## Task details
All lines from the entries below that contain the string "breaks" should be copied out.

## Given records
PR #321, opened 2022-05-10
FreeDATA low SNR signalling mode

DJ2LS:
Hi,
after some testing with Octave, I designed 3 additional modes which might be useful for FreeDATA. My intention was, using the existing OFDM modem, but decreasing the number of carriers, which allows operation on really bad SNR channels. Before starting to work on a FSK mode which fits for HF channels, I think we should give the following ofdm modes a try for testing so we can use already existing resources. 
Focus is on a new signalling mode.

<hr>

- [x] 1. SNR requirements
- [x] 2. Tab for mode in doc/modem_codec_frame_design.ods
- [x] 3. Octave or C Pre/Post acquistion works at target operating points (e.g. test_OFDM_modem_octave_datac0_mpp)
- [ ] 4. Octave ctests at AWGN and MPP operating points.
- [ ] 5. Tune compression.
- [ ] 6. C Port to ofdm_mod/ofdm_demod level, ctest to show Octave and C working together, e.g. test_OFDM_modem_datac0_octave_burst
- [ ] 7. FreeDV API integration and ctest e.g. test_freedv_data_raw_ofdm_datac0_burst
- [x] 8. Scripted OTA test campaign between HF Tx and KiwiSDR e.g. unittest/ota_test.sh, demo mode works over real channels, gather some statistics.
- [ ] 9. Mode documented in README_data.md table.

## 1. Signalling mode requirements

- SNR: about -5dB MPP ( or as low as possible, with considering the signalling-mode specific tradeoff )
- shorter than 1.5seconds frame duration
- Minimum Payload: 10Byte
- Reduced carriers with the idea of "punching" through QRM signals or operation at low SNR, because of higher PAPR than existing datac0
- LDPC ratio min 0.5

### 1.1 Prototype candidates

| Mode  | payload data bit/s  | payload  | FEC | Np  | Nc  | Ns  | UW  | duration |
|---|---|---|---|---|---|---|---|---|
| datac2_1  | 106.06  |  112 | (112/224) | 6 | 3 | 8 | 28 | 1.056s |
| datac2_2  | 127.27  |  112  | (112/224) | 8 | 4 | 5 | 32 | 0.88s |
| datac2_3  | 103.9  |  112  | (112/224) | 7 | 3 | 7 | 28 | 1.078 |

### 1.2 Run Prototype datac2
`ofdm_tx("test_datac2.raw","datac2",1,-5,"awgn","bursts",1);ofdm_rx("test_datac2.raw", "datacX0", "packetsperburst", 1)`

`ofdm_ldpc_tx("test_datac2.raw","datac2",1,-5,"awgn","bursts",1);ofdm_ldpc_rx("test_datac2.raw", "datac2", "packetsperburst", 1)`

`ofdm_tx("test_datac2.raw","datac2",1,-5,"mpp","bursts",1);ofdm_rx("test_datac2.raw", "datac2", "packetsperburst", 1)`

`ofdm_ldpc_tx("test_datac2.raw","datac2",1,-5,"mpp","bursts",1);ofdm_ldpc_rx("test_datac2.raw", "datac2", "packetsperburst", 1)`

### 1.3 Prototype candidates test results
| Mode  | PER AWGN (SNR3k) | PER MPP -5dB (SNR3k)| PER MPD -5dB (SNR3k) | 
|---|---|---|---|
| datac2_1   | 95/100 @-5.8dB (-6.02) | 70/100 ( -5.74) | 58/100 (-6.62) | 
| datac2_2  | 91/100 @-5.6dB (-5.53) | 54/100 (-4.46) | 48/100 (-5.01) | 
| datac2_3  | 93/100 @-5.8dB (-6.09) | 73/100 (-5.24) | 56/100 (-5.89) |

### DIFF
--- a/src/fdmdv.c
+++ b/src/fdmdv.c
@@ -1021,7 +1021,7 @@ void rxdec_filter(COMP rx_fdm_filter[], COMP rx_fdm[], COMP rxdec_lpf_mem[], int
 
 \*---------------------------------------------------------------------------*/
 
-static void fir_filter2(float acc[2], float mem[], const float coeff[], const unsigned int dec_rate) {
+static void fir_filter2(float acc[], float mem[], const float coeff[], const unsigned int dec_rate) {
     acc[0] = 0.0;
     acc[1] = 0.0;
 


drowe67:
@DJ2LS - so I tried:

```
octave:2> ofdm_tx("test_datacX0.raw","datacX0",1,-6.6,"awgn","bursts",1);
error: vec(1): out of bound 0 (note: variable 'vec' shadows function)
error: called from
    ofdm_init_mode at line 381 column 7
    ofdm_tx at line 48 column 10
```

drowe67:
> > ofdm_tx("test_datacX0.raw","datacX0",1,-6.6,"awgn","bursts",1);
> 
> Mh, interesting. I'm running the tests with Octave 6.3 and/or 7.1 thinking I will setup a test run on a Ubuntu virtual machine.

The previous data modes work OK, it might be a namespace thing.

DJ2LS:
@drowe67 , for some reason my gitclient added all of the cmake files 🤔 - sorry!

drowe67:
@DJ2LS re a plan for development of a new mode - can we please start with updating the requirements table above?  It might be better to start with a single mode.

Here is a draft task list:

1. SNR requirements for mode at top of PR above.
1. Tab for mode in `doc/modem_codec_frame_design.ods`
1. Octave or C Pre/Post acquistion works at target operating points (e.g. `test_OFDM_modem_octave_datac0_mpp)`
1. Octave ctests at AWGN and MPP operating points.
1. Tune compression.
1. C Port to ofdm_mod/ofdm_demod level, ctest to show Octave and C working together, e.g. `test_OFDM_modem_datac0_octave_burst`
1. FreeDV API integration and ctest e.g.  `test_freedv_data_raw_ofdm_datac0_burst`
1. Scripted OTA test campaign between HF Tx and KiwiSDR e.g. `unittest/ota_test.sh`, demo mode work sover real channels, gather some statistics.
1. Mode documented in README_data.md table.

DJ2LS:
Thanks, @drowe67 , this makes the test procedure more clear and structured and helps introducing new modes. I will update my initial comment, soon. 
I also agree with starting with one mode as my focus is also on datacX0. The other two modes are a proof of concept while testing to see how the modes behave under different parameter constellation .

drowe67:
Hi @DJ2LS, thanks for the update, a couple of questions/comments:
1.  Re Section 1.1, the table at the top, I tend to bump the rev number when I try different versions, e.g. datac0_1, datac0_2. In the table above both waveforms are called datac2.
1. Is the "data rate" the payload data rate, or uncoded (raw) data rate?
1. Ns, the pilot insertion rate, sets the fading channel performance.  Ns=8 will struggle with fast fading channels like MPP, as it won't be able to track the fast phase changes.  I'd recommend Ns=5.  The pilots let us sample the phase of the channel, so Ns is the "sample period" for phase.
1. What SNR where the tests conducted at for AWGN/MPP? Best to present a test/table row for each case, as the SNR operating  points will be different.
1. What AWGN SNR does theory (spreadsheet) estimate for 10% PER?  This is a good check.

DJ2LS:
> Hi @DJ2LS, thanks for the update, a couple of questions/comments:
> 
> 1. Re Section 1.1, the table at the top, I tend to bump the rev number when I try different versions, e.g. datac0_1, datac0_2. In the table above both waveforms are called datac2.

:heavy_check_mark:

> 2. Is the "data rate" the payload data rate, or uncoded (raw) data rate?

payload data rate --> I updated the tables above
> 3. Ns, the pilot insertion rate, sets the fading channel performance.  Ns=8 will struggle with fast fading channels like MPP, as it won't be able to track the fast phase changes.  I'd recommend Ns=5.  The pilots let us sample the phase of the channel, so Ns is the "sample period" for phase.

okay, I'll set up an additional test candidate with lower Ns and lower Nc. However, we had overall a usable performance, I think on MPP 🤔 
> 4. What SNR where the tests conducted at for AWGN/MPP? Best to present a test/table row for each case, as the SNR operating  points will be different.

I let the test run at -5dB AWGN & MPP, are you talking about the returned SNR value after the check has completed?
> 5. What AWGN SNR does theory (spreadsheet) estimate for 10% PER?  This is a good check.

Good question, which calculation do you specially mean? I can only find `MPP operating point SNR3k (dB)` and `AWGN operating post SNR3k (db)`

drowe67:
> payload data rate --> I updated the tables above

Cool, so about 1/3 the data rate of DATAC3.  That's a good increment I think :+1: 
 
> okay, I'll set up an additional test candidate with lower Ns and lower Nc. However, we had overall a usable performance, I think on MPP thinking

MPP is about 1 Hz, maybe try MPD for a tougher channel.  From FreeDV users in the UK, I understand the Winter channel in Northern Europe often has fading faster that 1 Hz.  FreeDV 700D uses Ns=8, and struggles in Winter there, but 700E works well.
 
> > 4. What SNR where the tests conducted at for AWGN/MPP? Best to present a test/table row for each case, as the SNR operating  points will be different.
> 
> I let the test run at -5dB AWGN & MPP, are you talking about the returned SNR value after the check has completed?

Suggest you add an additional test at the SNR that results in 10% PER for AWGN (it might be -9dB).  The current 100/100 result for AWGN at -5dB doesn't tell us very much.  It's more interesting to see where it breaks :slightly_smiling_face: 
 
> > 5. What AWGN SNR does theory (spreadsheet) estimate for 10% PER?  This is a good check.
> 
> Good question, which calculation do you specially mean? I can only find `MPP operating point SNR3k (dB)` and 
`AWGN operating post SNR3k (db)`

Yes the `AWGN operating post SNR3k (db)` calculation on the spreadsheet, e.g. cell C40 on the datac0 tab.  This works from the Eb/No where the code breaks.  Actually I found a small bug in these calculations when playing with 2020B recently, but it should still be within a dB of the AWGN simulation 10% PER SNR.

drowe67:
> Will add this to the tests! I'm wondering, how Ns=8 behaves with short frames. So when using long data frames, I would expect more fading related interference than compared to a short frame like we have it in this scenario?

Longer frames work better as we spread errors over time and have a better chance of correcting them.  Longer LDPC codewords also work better.  Ideally, we want the frame duration to be > 2x the fade period.
 
> I'm not sure, but it seems there are some missing formulas?` Multipath uncoded operating point Eb/No (dB)` for example thinking

Yes the formula is missing. I don't have a good theoretical model for fading channels.

drowe67:
`
> Raw BER..: 0.1407 Tbits: 17640 Terrs:  2482 SNR3k: -7.08
> Coded BER: 0.0907 Tbits:  7840 Terrs:   711
> Coded PER: 0.6000 Pckts:    70 Perrs:    42 Npre: 49 Npost: 29

A PER of 60% is very high, I normally shoot for 10%.

> As you already told, Ns > 5 will result in a poor performance on fading channels. Just to be sure, I didn't forget anything: Fading will be simulated by the Octave tests? 

We can simulate fading (multpath channels MPP, MPD etc) in Octave or C.  The next step after that is OTA, but best to do as a formal, controlled test.

> Can the data modes compared with voice modes even if they use the same modulation technique, so we can benefit from the experiences made with them? Say we have a continuous 700D stream, which struggles at UK winter channels and compare it with a short, 1-1.5 seconds datac with equal Ns value thinking

At the modem frame level yes. At the packet level - the data modes have longer packets so have a better PER at a given SNR compared to the short voice packets (180ms and less).  However voice is more tolerant to errors than data.  We decode voice packets and present them to the listener even if they have bit errors.

DJ2LS:
Oh it seems I focused too much on "Pckts" .... so if we look at it from a PER point of view,  I get a PER of 0.15 on -3dB MPP (0.19 on -4db MPP) for datac2_2, which outperforms datac2_1 and datac2_3 in this case. 
I'm a little bit confused -  sorry. But its a learning curve and we are getting closer to a usable candidate which is worth testing OTA, I think.

DJ2LS:
```
Raw BER..: 0.0786 Tbits: 17408 Terrs:  1369 SNR3k: -4.19
Coded BER: 0.0319 Tbits:  7616 Terrs:   243
Coded PER: 0.1912 Pckts:    68 Perrs:    13 Npre: 49 Npost: 30
```

This is the result with datac2_2, running at -4dB MPP  Octave test. PER increases with increasing dB. But a PER of 20% at this low SNRs may be okay, as we have to expect higher PER. Theres most interesting, if we still could operate or not. So if we have a higher PER, but still able communicating with some attempts, it may be worth a try.

drowe67:
Yeah the slope of the PER v SNR curve is very flat for HF multipath channels.  I used to joke that "you can add as much power as you want, the BER will always be 10%".

I don't think it's a given that we should expect higher PER at lower SNR.  Everything should scale with bit rate.

I note in codec2/README_data.md the data points I presented were for 30% PER at 0dB - so you might still be 5dB in front of the earlier modes :slightly_smiling_face: 

It would be nice to test the protocol layer with different PERs, e.g. measure throughput versus PER.  This could be done with a simulated modem (just drop packets in software).  It would help tune to protocol code too.

drowe67:
> Coded PER: 0.1912 Pckts:    68 Perrs:    13 Npre: 49 Npost: 30

Hmm, I think this says we acquired 49+30=79 packets, out of them 68 packets were decoded (some might have a UW fail), and 13 of the 68 had errors.  So we successfully received 55/100 packets  of the original 100 transmitted.  However it's been a year since  I played with these simulations, I'll have to check the code again to confirm.

drowe67:
OK here's a sample run of datac0 at MPP 0dB:
```
ofdm_ldpc_tx('test_datac0.raw','datac0',1,0,'mpp','bursts',100);
ofdm_ldpc_rx('test_datac0.raw','datac0','packetsperburst',1)
<snip>
Coded PER: 0.2826 Pckts:    92 Perrs:    26 Npre: 82 Npost: 12
```
So we acquired 82+12=94, out of that we attempted to decode 92, but had 26 errors, so a PER of 28%.  Out of the total of 100 packets sent, (92-26)=66 were received OK, so a throughput of 66%.

I guess there are several ways to lose a packet;
1. We might fail to acquire it (we can't see the pre or post amble)
2. UW doesn't match, this can be due to bit errors, or acquisition making a mistake about the packet location.
3. FEC can't correct bit errors

datac3 is a little better (longer packets), (87-13)=74/100 packets made it through MPP 0dB:
```
Coded PER: 0.1494 Pckts:    87 Perrs:    13 Npre: 73 Npost: 20
```

As a long term idea (not for now), a protocol that doesn't depend on short signalling packets would have performance gains.

DJ2LS:
> Yeah the slope of the PER v SNR curve is very flat for HF multipath channels. I used to joke that "you can add as much power as you want, the BER will always be 10%".
> 
> I don't think it's a given that we should expect higher PER at lower SNR. Everything should scale with bit rate.
> 

I wrote this from a point of view regarding to a signalling mode. But yes, you're right 👍 

> I note in codec2/README_data.md the data points I presented were for 30% PER at 0dB - so you might still be 5dB in front of the earlier modes 🙂
> 
> It would be nice to test the protocol layer with different PERs, e.g. measure throughput versus PER. This could be done with a simulated modem (just drop packets in software). It would help tune to protocol code too.

I could run a test here locally - just compiling the different modes and testing them under more or less real circumstances

DJ2LS:
> OK here's a sample run of datac0 at MPP 0dB:
> 
> ```
> ofdm_ldpc_tx('test_datac0.raw','datac0',1,0,'mpp','bursts',100);
> ofdm_ldpc_rx('test_datac0.raw','datac0','packetsperburst',1)
> <snip>
> Coded PER: 0.2826 Pckts:    92 Perrs:    26 Npre: 82 Npost: 12
> ```
> 
> So we acquired 82+12=94, out of that we attempted to decode 92, but had 26 errors, so a PER of 28%. Out of the total of 100 packets sent, (92-26)=66 were received OK, so a throughput of 66%.
> 
> I guess there are several ways to lose a packet;
> 
> 1. We might fail to acquire it (we can't see the pre or post amble)
> 2. UW doesn't match, this can be due to bit errors, or acquisition making a mistake about the packet location.
> 3. FEC can't correct bit errors
> 
> datac3 is a little better (longer packets), (87-13)=74/100 packets made it through MPP 0dB:
> 
> ```
> Coded PER: 0.1494 Pckts:    87 Perrs:    13 Npre: 73 Npost: 20
> ```
> 
> As a long term idea (not for now), a protocol that doesn't depend on short signalling packets would have performance gains.

This might be possible somehow and somewhen, I think. Actually I'm trying to find a tradeoff signalling mode which fits for both - low and high SNR operation.

However, I need some more time here with doing theoretical/octave experiments.

DJ2LS:
## OTA proof of concept test run

### Idea 
Testing DATAC0 against DATAC2 with different parameter constellation to figure out the benefits of a reduced Nc ( Number of carriers ).

### Test
**1. DATAC0 vs DATAC2_2** 
DATAC2_2 is most comparable with DATAC0, but with decreased Nc. We are going to determine the benefits of reduced Nc

**2. DATAC2_2 vs DATAC2_1**
DATAC2_1 has a higher Ns (pilot tone interval) and lower Nc. We want to figure out - as long as DATAC2_2 has benefits over DATAC0 - if a higher Ns has negative effects on a data mode

**3. DATAC2_1 vs DATAC2_3**
If DATAC2_1 outperforms  DATAC2_2 we might consider a test run for "fine tuning" for checking another parameter constellation.

DJ2LS:
Latest, most promising test results of datac2:
  ```
    Ns=5; config.Np=8; Tcp = 0.006; Ts = 0.016; Nc = 4; config.data_mode = "burst"; config.Nuwbits = 32; 
    config.Ntxtbits = 0; config.bad_uw_errors = 9;
    config.state_machine = "data";
    config.ftwindow_width = 80; config.amp_est_mode = 1; config.EsNodB = 10;
    config.edge_pilots = 0; config.timing_mx_thresh = 0.08;
    config.tx_uw = zeros(1,config.Nuwbits);
    config.tx_uw(1:24) = [1 1 0 0  1 0 1 0  1 1 1 1  0 0 0 0  1 1 1 1  0 0 0 0];
    config.tx_uw(end-24+1:end) = [1 1 0 0  1 0 1 0  1 1 1 1  0 0 0 0  1 1 1 1  0 0 0 0];
    config.amp_scale = 300E3; config.clip_gain1 = 2.2; config.clip_gain2 = 0.8;
```

Issue #322, opened 2022-05-16
SM1000 build failure on Ubuntu 21.10 


tmiw:
While working on #317 I tried to compile the SM1000 firmware on Ubuntu 21.10. Unfortunately I got the following:

```
[ 68%] Building C object CMakeFiles/codec2_prof.dir/codebooknewamp1_energy.c.obj
[ 68%] Building C object CMakeFiles/codec2_prof.dir/codebooknewamp1.c.obj
[ 68%] Linking C static library libcodec2_prof.a
[ 69%] Built target codec2_prof
Scanning dependencies of target sm1000base
[ 69%] Building C object CMakeFiles/sm1000base.dir/src/sm1000_leds_switches.c.obj
[ 70%] Building C object CMakeFiles/sm1000base.dir/src/debugblinky.c.obj
[ 70%] Building C object CMakeFiles/sm1000base.dir/src/system_stm32f4xx.c.obj
[ 70%] Building ASM object CMakeFiles/sm1000base.dir/src/startup_stm32f4xx.s.obj
[ 70%] Linking C static library libsm1000base.a
[ 70%] Built target sm1000base
[ 71%] Building C object CMakeFiles/dac_ut.dir/src/dac_ut.c.obj
[ 71%] Linking C executable dac_ut.elf
Creating binary for dac_ut
/usr/bin/objcopy: Unable to recognise the format of the input file `dac_ut.elf'
make[2]: *** [CMakeFiles/dac_ut.dir/build.make:102: dac_ut.elf] Error 1
make[2]: *** Deleting file 'dac_ut.elf'
make[1]: *** [CMakeFiles/Makefile2:1084: CMakeFiles/dac_ut.dir/all] Error 2
make: *** [Makefile:101: all] Error 2
```

Anyway, it seems that it's using the x86_64 version of objcopy instead of `arm-none-eabi-objcopy` as expected.

drowe67:
Hi @tmiw - can we close this one now?

tmiw:
Yep!

PR #323, opened 2022-05-16
Add override for objcopy to the toolchain file.

tmiw:
1. Add building for the stm32 to the set of GitHub actions we run.
1. Per #322, CMake is improperly choosing the host version of `objdump` instead of the ARM version. This PR adds an override to the toolchain file to force CMake to choose the correct version.

### DIFF
--- a/.github/workflows/cmake-sm1000.yml
+++ b/.github/workflows/cmake-sm1000.yml
@@ -23,11 +23,6 @@ jobs:
            sudo apt-get update
            sudo apt-get install octave octave-common octave-signal liboctave-dev gnuplot sox p7zip-full python3-numpy valgrind 
 
-    - name: Run ctests
-      working-directory: ${{github.workspace}}/build_linux
-      shell: bash
-      run: ctest --output-on-failure
-
     - name: Install ST Standard Peripheral Library (SM1000)
       working-directory: ${{github.workspace}}/stm32
       shell: bash
--- a/.github/workflows/cmake-sm1000.yml
+++ b/.github/workflows/cmake-sm1000.yml
@@ -1,0 +1,48 @@
+name: Build SM1000
+
+on: [pull_request]
+
+env:
+  # Customize the CMake build type here (Release, Debug, RelWithDebInfo, etc.)
+  BUILD_TYPE: Debug
+
+jobs:
+  build:
+    # The CMake configure and build commands are platform agnostic and should work equally
+    # well on Windows or Mac.  You can convert this to a matrix build if you need
+    # cross-platform coverage.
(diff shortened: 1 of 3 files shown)


tmiw:
> Thanks @tmiw - so how did this problem creep in, I am wondering why we didn't see it before?

Honestly, I don't think I ever tried building the SM1000 code since before I upgraded my VM to 21.10. Perhaps now is a good time to add a GitHub action for it so this doesn't happen in the future?

drowe67:
> OH, hmm. I wonder if it was something I forgot to do that caused the compile error. From the README:

Indeed, however that was written a few Ubuntu versions ago, so the situation may have improved.

> BTW I also just noticed that the STM32 libraries need registration on TI's website to get. That might have been why we never had a GitHub action for the SM1000.

Ahh, yes, that's right.

tmiw:
> > OH, hmm. I wonder if it was something I forgot to do that caused the compile error. From the README:
> 
> Indeed, however that was written a few Ubuntu versions ago, so the situation may have improved.
> 
> > BTW I also just noticed that the STM32 libraries need registration on TI's website to get. That might have been why we never had a GitHub action for the SM1000.
> 
> Ahh, yes, that's right.

Would [this version](https://github.com/whimsicalraps/STM32F4xx_DSP_StdPeriph_Lib) potentially work for CI builds? I'm not sure what's different between that and 1.8.0.

.github/workflows/cmake-sm1000.yml
```diff
@@ -0,0 +1,43 @@
...
+      working-directory: ${{github.workspace}}/stm32
+      shell: bash
+      run: git clone https://github.com/whimsicalraps/STM32F4xx_DSP_StdPeriph_Lib
+
+    - name: Install SM1000 prerequisites
+      working-directory: ${{github.workspace}}/stm32
+      shell: bash
+      run: sudo apt install gcc-arm-none-eabi
+
+    - name: Build SM1000
```
drowe67, line 36: Do we need to build x86 codec2 first?  I always thought that was part of the sm1000 build procedure, although perhaps that was just to support running the sm1000 ctests.

tmiw: IIRC it's just for ctests.

drowe67:
@tmiw - is this one good to merge?  I think building for the stm32 on each push is a pretty good idea, will catch any obvious issues.

tmiw:
> @tmiw - is this one good to merge? I think building for the stm32 on each push is a pretty good idea, will catch any obvious issues.

Yep, we can merge. 👍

## Answer space
Suggest you add an additional test at the SNR that results in 10% PER for AWGN (it might be -9dB).  The current 100/100 result for AWGN at -5dB doesn't tell us very much.  It's more interesting to see where it breaks :slightly_smiling_face: 
Yes the `AWGN operating post SNR3k (db)` calculation on the spreadsheet, e.g. cell C40 on the datac0 tab.  This works from the Eb/No where the code breaks.  Actually I found a small bug in these calculations when playing with 2020B recently, but it should still be within a dB of the AWGN simulation 10% PER SNR.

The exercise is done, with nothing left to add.